# Brief
From the records below, output exactly the lines running from the line containing "PR #4222, opened 2021-07-02" through the line containing "This patch release is", and no others.

# Dataset records
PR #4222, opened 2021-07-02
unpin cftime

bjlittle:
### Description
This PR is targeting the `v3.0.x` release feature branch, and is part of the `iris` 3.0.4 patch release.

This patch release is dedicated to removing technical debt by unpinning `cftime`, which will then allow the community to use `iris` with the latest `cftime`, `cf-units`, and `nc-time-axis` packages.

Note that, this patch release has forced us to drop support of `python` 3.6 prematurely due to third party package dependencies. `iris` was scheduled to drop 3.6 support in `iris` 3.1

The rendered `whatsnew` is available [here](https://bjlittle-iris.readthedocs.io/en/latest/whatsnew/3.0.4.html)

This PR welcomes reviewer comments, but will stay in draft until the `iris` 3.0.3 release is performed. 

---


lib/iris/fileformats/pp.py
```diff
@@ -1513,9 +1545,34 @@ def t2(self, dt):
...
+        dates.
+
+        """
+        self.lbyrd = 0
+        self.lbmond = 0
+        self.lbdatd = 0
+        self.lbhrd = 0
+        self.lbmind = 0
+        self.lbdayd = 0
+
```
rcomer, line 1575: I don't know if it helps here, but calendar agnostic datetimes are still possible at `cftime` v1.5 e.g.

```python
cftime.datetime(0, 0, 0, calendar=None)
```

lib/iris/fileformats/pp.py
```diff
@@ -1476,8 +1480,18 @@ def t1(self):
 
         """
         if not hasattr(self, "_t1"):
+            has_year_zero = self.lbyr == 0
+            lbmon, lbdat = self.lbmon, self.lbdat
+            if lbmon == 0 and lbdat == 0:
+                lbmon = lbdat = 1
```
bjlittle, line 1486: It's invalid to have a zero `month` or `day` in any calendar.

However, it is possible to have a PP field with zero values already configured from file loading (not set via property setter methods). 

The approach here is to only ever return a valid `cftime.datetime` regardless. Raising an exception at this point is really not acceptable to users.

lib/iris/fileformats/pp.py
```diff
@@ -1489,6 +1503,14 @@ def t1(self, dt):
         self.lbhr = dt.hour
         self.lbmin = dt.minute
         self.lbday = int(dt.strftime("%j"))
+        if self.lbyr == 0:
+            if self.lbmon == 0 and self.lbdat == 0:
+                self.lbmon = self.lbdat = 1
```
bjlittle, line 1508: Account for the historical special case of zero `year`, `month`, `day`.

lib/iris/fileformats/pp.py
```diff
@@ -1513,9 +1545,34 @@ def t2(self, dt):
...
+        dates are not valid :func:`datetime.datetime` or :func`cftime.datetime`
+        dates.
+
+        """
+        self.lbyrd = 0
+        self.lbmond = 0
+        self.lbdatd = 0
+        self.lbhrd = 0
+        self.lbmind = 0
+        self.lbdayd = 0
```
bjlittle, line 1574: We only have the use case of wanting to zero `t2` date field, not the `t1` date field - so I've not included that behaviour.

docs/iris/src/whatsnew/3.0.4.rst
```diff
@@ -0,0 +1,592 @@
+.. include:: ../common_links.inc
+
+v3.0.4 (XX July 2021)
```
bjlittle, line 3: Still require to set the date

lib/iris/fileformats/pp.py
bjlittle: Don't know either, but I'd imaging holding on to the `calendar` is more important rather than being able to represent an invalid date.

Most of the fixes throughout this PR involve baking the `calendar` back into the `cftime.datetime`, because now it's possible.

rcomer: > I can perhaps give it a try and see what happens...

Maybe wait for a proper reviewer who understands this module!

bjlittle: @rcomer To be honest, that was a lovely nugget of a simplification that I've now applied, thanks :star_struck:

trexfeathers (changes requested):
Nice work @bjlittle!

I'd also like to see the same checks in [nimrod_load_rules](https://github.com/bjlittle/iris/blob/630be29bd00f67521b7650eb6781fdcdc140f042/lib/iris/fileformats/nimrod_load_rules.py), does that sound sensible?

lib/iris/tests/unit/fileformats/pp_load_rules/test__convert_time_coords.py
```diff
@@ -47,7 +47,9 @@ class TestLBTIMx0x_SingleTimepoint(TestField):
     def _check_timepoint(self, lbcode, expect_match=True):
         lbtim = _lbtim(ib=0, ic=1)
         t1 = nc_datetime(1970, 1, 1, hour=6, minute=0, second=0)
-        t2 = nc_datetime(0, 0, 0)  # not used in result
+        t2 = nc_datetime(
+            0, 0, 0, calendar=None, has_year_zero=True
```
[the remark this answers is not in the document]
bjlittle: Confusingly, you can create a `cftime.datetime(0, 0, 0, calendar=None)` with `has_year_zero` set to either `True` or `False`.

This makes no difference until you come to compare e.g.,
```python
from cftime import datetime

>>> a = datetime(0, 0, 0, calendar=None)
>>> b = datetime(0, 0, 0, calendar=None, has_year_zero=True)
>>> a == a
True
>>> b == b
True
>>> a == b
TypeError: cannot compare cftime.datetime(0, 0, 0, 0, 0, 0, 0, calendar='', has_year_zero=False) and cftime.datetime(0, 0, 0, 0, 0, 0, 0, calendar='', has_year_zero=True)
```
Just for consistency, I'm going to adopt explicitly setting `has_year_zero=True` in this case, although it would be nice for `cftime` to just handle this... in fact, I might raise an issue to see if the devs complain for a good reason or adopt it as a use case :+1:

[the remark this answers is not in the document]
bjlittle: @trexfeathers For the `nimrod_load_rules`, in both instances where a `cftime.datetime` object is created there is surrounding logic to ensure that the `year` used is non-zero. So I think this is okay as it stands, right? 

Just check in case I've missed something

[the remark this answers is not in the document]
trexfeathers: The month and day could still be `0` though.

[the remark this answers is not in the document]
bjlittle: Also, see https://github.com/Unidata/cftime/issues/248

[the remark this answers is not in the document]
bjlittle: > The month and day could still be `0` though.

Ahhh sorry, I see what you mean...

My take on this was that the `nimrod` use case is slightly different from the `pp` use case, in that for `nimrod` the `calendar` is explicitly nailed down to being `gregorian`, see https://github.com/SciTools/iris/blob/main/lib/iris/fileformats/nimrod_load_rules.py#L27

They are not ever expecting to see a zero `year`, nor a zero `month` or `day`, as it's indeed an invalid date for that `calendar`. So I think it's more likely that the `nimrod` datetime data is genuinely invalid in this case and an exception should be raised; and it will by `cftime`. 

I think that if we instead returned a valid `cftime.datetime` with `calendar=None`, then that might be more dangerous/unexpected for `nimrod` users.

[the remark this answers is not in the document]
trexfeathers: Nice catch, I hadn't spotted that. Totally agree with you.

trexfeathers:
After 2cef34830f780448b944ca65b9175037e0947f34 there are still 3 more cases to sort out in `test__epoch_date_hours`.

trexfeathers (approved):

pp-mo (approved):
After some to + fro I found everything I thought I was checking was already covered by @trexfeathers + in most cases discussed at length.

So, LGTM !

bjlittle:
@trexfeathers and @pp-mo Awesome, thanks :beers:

...

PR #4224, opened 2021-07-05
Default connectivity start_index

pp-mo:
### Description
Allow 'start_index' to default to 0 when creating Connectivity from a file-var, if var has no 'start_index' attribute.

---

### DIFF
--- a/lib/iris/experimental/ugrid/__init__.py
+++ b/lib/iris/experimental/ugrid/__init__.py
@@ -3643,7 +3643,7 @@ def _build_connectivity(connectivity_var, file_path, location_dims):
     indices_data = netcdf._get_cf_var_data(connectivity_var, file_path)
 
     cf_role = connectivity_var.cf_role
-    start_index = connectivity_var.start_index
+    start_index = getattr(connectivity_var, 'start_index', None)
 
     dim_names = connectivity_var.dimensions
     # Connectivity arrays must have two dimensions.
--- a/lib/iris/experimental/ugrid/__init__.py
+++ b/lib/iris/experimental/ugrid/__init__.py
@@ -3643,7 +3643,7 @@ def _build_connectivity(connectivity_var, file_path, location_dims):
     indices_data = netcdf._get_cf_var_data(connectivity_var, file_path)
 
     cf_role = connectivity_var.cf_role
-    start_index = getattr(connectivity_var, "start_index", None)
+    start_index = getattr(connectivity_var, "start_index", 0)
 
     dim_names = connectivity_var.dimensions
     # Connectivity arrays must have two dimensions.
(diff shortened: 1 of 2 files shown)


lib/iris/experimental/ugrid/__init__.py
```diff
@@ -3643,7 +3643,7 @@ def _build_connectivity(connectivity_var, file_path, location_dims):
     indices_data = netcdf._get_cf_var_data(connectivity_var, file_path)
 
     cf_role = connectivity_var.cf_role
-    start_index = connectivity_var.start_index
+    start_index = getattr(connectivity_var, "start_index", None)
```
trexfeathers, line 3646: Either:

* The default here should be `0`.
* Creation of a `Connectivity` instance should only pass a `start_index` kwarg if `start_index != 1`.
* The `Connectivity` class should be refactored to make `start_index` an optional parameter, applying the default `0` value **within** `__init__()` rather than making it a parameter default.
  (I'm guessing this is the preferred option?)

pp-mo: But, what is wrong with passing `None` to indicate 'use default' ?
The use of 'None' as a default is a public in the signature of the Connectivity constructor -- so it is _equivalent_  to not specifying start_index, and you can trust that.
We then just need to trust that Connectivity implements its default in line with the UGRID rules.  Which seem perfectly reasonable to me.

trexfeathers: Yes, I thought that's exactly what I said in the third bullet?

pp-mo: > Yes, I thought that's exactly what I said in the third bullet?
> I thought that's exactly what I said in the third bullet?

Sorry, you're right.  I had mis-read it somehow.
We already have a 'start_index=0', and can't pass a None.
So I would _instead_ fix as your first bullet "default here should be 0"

# Response to the task
PR #4222, opened 2021-07-02
unpin cftime

bjlittle:
### Description
This PR is targeting the `v3.0.x` release feature branch, and is part of the `iris` 3.0.4 patch release.

This patch release is dedicated to removing technical debt by unpinning `cftime`, which will then allow the community to use `iris` with the latest `cftime`, `cf-units`, and `nc-time-axis` packages.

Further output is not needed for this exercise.